**DATA UNDER STUDY**
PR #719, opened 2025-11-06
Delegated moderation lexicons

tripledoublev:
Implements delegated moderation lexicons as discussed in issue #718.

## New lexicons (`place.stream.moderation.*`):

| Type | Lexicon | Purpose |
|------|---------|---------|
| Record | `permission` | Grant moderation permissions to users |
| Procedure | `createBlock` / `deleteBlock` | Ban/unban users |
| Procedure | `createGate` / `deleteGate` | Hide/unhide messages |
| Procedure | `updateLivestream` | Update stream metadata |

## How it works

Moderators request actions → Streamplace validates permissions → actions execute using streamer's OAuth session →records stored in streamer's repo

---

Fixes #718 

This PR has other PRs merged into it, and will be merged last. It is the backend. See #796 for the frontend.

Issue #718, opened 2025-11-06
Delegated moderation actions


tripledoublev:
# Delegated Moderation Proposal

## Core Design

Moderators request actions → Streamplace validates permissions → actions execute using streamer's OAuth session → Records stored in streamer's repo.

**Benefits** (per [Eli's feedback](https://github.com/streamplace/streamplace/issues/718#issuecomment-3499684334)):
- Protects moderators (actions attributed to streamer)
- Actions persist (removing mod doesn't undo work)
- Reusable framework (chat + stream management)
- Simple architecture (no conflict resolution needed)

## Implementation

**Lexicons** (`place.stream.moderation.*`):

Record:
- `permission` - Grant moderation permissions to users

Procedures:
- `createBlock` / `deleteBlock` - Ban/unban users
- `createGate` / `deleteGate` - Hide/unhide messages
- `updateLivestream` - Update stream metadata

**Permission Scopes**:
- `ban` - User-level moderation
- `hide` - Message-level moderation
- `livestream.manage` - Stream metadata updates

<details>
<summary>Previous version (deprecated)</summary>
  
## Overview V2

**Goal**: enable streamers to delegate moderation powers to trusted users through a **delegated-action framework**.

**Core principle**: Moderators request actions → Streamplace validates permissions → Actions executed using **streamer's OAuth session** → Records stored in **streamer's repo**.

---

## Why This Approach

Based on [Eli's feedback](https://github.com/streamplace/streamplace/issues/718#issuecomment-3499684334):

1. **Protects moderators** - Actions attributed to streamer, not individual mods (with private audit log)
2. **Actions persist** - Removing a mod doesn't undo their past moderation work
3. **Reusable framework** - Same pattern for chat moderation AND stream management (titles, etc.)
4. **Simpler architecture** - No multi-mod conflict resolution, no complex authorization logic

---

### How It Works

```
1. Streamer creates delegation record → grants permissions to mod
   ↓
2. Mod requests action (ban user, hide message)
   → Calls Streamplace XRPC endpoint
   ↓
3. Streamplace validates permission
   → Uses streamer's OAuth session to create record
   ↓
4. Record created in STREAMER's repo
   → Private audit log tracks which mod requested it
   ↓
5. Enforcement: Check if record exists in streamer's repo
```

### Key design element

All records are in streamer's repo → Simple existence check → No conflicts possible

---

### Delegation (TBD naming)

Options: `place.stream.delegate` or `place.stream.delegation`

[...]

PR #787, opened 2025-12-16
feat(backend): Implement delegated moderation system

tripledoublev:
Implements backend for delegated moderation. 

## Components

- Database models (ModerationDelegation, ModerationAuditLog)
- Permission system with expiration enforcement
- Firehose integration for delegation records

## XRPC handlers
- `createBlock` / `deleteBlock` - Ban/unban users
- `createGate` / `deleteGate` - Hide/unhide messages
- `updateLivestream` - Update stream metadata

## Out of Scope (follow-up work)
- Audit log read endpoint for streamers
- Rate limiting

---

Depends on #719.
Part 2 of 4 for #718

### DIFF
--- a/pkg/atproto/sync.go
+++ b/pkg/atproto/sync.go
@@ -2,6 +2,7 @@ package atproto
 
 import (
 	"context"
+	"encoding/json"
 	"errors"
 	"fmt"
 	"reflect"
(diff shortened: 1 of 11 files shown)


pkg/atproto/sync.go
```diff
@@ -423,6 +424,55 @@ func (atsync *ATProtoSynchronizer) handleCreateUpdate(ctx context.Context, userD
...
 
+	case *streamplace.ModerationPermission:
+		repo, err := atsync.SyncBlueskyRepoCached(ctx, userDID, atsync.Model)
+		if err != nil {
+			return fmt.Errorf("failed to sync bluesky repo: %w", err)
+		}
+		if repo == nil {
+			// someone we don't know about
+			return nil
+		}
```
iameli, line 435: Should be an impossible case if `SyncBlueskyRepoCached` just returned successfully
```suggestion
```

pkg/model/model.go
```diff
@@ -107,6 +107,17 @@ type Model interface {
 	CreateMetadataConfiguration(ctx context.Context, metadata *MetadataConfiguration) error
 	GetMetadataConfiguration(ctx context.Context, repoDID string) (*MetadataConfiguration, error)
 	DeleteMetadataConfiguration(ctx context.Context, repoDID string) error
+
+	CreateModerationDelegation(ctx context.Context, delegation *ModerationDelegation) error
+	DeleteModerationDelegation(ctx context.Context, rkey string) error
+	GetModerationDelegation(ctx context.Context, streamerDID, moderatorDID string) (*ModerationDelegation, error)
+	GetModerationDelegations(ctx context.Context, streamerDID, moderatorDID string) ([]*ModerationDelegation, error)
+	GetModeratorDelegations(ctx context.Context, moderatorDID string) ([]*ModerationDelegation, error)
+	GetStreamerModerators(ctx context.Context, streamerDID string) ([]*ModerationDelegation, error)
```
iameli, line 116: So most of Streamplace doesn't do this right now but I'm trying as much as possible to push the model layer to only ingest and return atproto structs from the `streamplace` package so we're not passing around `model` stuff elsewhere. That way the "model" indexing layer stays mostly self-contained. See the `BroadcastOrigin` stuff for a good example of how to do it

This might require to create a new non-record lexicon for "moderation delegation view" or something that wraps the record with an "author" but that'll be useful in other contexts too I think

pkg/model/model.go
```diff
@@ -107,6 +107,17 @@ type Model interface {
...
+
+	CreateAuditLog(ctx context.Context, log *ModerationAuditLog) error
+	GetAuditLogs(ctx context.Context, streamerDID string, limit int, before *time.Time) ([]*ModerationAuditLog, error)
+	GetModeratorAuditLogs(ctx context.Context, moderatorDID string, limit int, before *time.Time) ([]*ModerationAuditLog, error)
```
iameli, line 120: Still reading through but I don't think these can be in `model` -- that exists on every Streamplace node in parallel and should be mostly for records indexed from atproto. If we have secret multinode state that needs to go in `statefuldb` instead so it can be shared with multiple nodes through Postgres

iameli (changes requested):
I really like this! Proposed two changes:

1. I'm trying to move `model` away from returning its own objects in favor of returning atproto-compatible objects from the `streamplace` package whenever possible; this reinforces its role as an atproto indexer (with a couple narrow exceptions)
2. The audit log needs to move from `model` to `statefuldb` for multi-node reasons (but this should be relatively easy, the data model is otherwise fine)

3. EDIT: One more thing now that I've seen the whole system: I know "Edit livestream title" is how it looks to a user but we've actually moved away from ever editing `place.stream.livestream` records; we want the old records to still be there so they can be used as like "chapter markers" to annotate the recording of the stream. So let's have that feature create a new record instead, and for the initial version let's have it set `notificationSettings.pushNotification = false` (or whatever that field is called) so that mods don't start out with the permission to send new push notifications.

**TASK DETAILS**
Copy the listing exactly as it stands.

**ANSWER SPACE**
PR #719, opened 2025-11-06
Delegated moderation lexicons

tripledoublev:
Implements delegated moderation lexicons as discussed in issue #718.

## New lexicons (`place.stream.moderation.*`):

| Type | Lexicon | Purpose |
|------|---------|---------|
| Record | `permission` | Grant moderation permissions to users |
| Procedure | `createBlock` / `deleteBlock` | Ban/unban users |
| Procedure | `createGate` / `deleteGate` | Hide/unhide messages |
| Procedure | `updateLivestream` | Update stream metadata |

## How it works

Moderators request actions → Streamplace validates permissions → actions execute using streamer's OAuth session →records stored in streamer's repo

---

Fixes #718 

This PR has other PRs merged into it, and will be merged last. It is the backend. See #796 for the frontend.

Issue #718, opened 2025-11-06
Delegated moderation actions


tripledoublev:
# Delegated Moderation Proposal

## Core Design

Moderators request actions → Streamplace validates permissions → actions execute using streamer's OAuth session → Records stored in streamer's repo.

**Benefits** (per [Eli's feedback](https://github.com/streamplace/streamplace/issues/718#issuecomment-3499684334)):
- Protects moderators (actions attributed to streamer)
- Actions persist (removing mod doesn't undo work)
- Reusable framework (chat + stream management)
- Simple architecture (no conflict resolution needed)

## Implementation

**Lexicons** (`place.stream.moderation.*`):

Record:
- `permission` - Grant moderation permissions to users

Procedures:
- `createBlock` / `deleteBlock` - Ban/unban users
- `createGate` / `deleteGate` - Hide/unhide messages
- `updateLivestream` - Update stream metadata

**Permission Scopes**:
- `ban` - User-level moderation
- `hide` - Message-level moderation
- `livestream.manage` - Stream metadata updates

<details>
<summary>Previous version (deprecated)</summary>
  
## Overview V2

**Goal**: enable streamers to delegate moderation powers to trusted users through a **delegated-action framework**.

**Core principle**: Moderators request actions → Streamplace validates permissions → Actions executed using **streamer's OAuth session** → Records stored in **streamer's repo**.

---

## Why This Approach

Based on [Eli's feedback](https://github.com/streamplace/streamplace/issues/718#issuecomment-3499684334):

1. **Protects moderators** - Actions attributed to streamer, not individual mods (with private audit log)
2. **Actions persist** - Removing a mod doesn't undo their past moderation work
3. **Reusable framework** - Same pattern for chat moderation AND stream management (titles, etc.)
4. **Simpler architecture** - No multi-mod conflict resolution, no complex authorization logic

---

### How It Works

```
1. Streamer creates delegation record → grants permissions to mod
   ↓
2. Mod requests action (ban user, hide message)
   → Calls Streamplace XRPC endpoint
   ↓
3. Streamplace validates permission
   → Uses streamer's OAuth session to create record
   ↓
4. Record created in STREAMER's repo
   → Private audit log tracks which mod requested it
   ↓
5. Enforcement: Check if record exists in streamer's repo
```

### Key design element

All records are in streamer's repo → Simple existence check → No conflicts possible

---

### Delegation (TBD naming)

Options: `place.stream.delegate` or `place.stream.delegation`

[...]

PR #787, opened 2025-12-16
feat(backend): Implement delegated moderation system

tripledoublev:
Implements backend for delegated moderation. 

## Components

- Database models (ModerationDelegation, ModerationAuditLog)
- Permission system with expiration enforcement
- Firehose integration for delegation records

## XRPC handlers
- `createBlock` / `deleteBlock` - Ban/unban users
- `createGate` / `deleteGate` - Hide/unhide messages
- `updateLivestream` - Update stream metadata

## Out of Scope (follow-up work)
- Audit log read endpoint for streamers
- Rate limiting

---

Depends on #719.
Part 2 of 4 for #718

### DIFF
--- a/pkg/atproto/sync.go
+++ b/pkg/atproto/sync.go
@@ -2,6 +2,7 @@ package atproto
 
 import (
 	"context"
+	"encoding/json"
 	"errors"
 	"fmt"
 	"reflect"
(diff shortened: 1 of 11 files shown)


pkg/atproto/sync.go
```diff
@@ -423,6 +424,55 @@ func (atsync *ATProtoSynchronizer) handleCreateUpdate(ctx context.Context, userD
...
 
+	case *streamplace.ModerationPermission:
+		repo, err := atsync.SyncBlueskyRepoCached(ctx, userDID, atsync.Model)
+		if err != nil {
+			return fmt.Errorf("failed to sync bluesky repo: %w", err)
+		}
+		if repo == nil {
+			// someone we don't know about
+			return nil
+		}
```
iameli, line 435: Should be an impossible case if `SyncBlueskyRepoCached` just returned successfully
```suggestion
```

pkg/model/model.go
```diff
@@ -107,6 +107,17 @@ type Model interface {
 	CreateMetadataConfiguration(ctx context.Context, metadata *MetadataConfiguration) error
 	GetMetadataConfiguration(ctx context.Context, repoDID string) (*MetadataConfiguration, error)
 	DeleteMetadataConfiguration(ctx context.Context, repoDID string) error
+
+	CreateModerationDelegation(ctx context.Context, delegation *ModerationDelegation) error
+	DeleteModerationDelegation(ctx context.Context, rkey string) error
+	GetModerationDelegation(ctx context.Context, streamerDID, moderatorDID string) (*ModerationDelegation, error)
+	GetModerationDelegations(ctx context.Context, streamerDID, moderatorDID string) ([]*ModerationDelegation, error)
+	GetModeratorDelegations(ctx context.Context, moderatorDID string) ([]*ModerationDelegation, error)
+	GetStreamerModerators(ctx context.Context, streamerDID string) ([]*ModerationDelegation, error)
```
iameli, line 116: So most of Streamplace doesn't do this right now but I'm trying as much as possible to push the model layer to only ingest and return atproto structs from the `streamplace` package so we're not passing around `model` stuff elsewhere. That way the "model" indexing layer stays mostly self-contained. See the `BroadcastOrigin` stuff for a good example of how to do it

This might require to create a new non-record lexicon for "moderation delegation view" or something that wraps the record with an "author" but that'll be useful in other contexts too I think

pkg/model/model.go
```diff
@@ -107,6 +107,17 @@ type Model interface {
...
+
+	CreateAuditLog(ctx context.Context, log *ModerationAuditLog) error
+	GetAuditLogs(ctx context.Context, streamerDID string, limit int, before *time.Time) ([]*ModerationAuditLog, error)
+	GetModeratorAuditLogs(ctx context.Context, moderatorDID string, limit int, before *time.Time) ([]*ModerationAuditLog, error)
```
iameli, line 120: Still reading through but I don't think these can be in `model` -- that exists on every Streamplace node in parallel and should be mostly for records indexed from atproto. If we have secret multinode state that needs to go in `statefuldb` instead so it can be shared with multiple nodes through Postgres

iameli (changes requested):
I really like this! Proposed two changes:

1. I'm trying to move `model` away from returning its own objects in favor of returning atproto-compatible objects from the `streamplace` package whenever possible; this reinforces its role as an atproto indexer (with a couple narrow exceptions)
2. The audit log needs to move from `model` to `statefuldb` for multi-node reasons (but this should be relatively easy, the data model is otherwise fine)

3. EDIT: One more thing now that I've seen the whole system: I know "Edit livestream title" is how it looks to a user but we've actually moved away from ever editing `place.stream.livestream` records; we want the old records to still be there so they can be used as like "chapter markers" to annotate the recording of the stream. So let's have that feature create a new record instead, and for the initial version let's have it set `notificationSettings.pushNotification = false` (or whatever that field is called) so that mods don't start out with the permission to send new push notifications.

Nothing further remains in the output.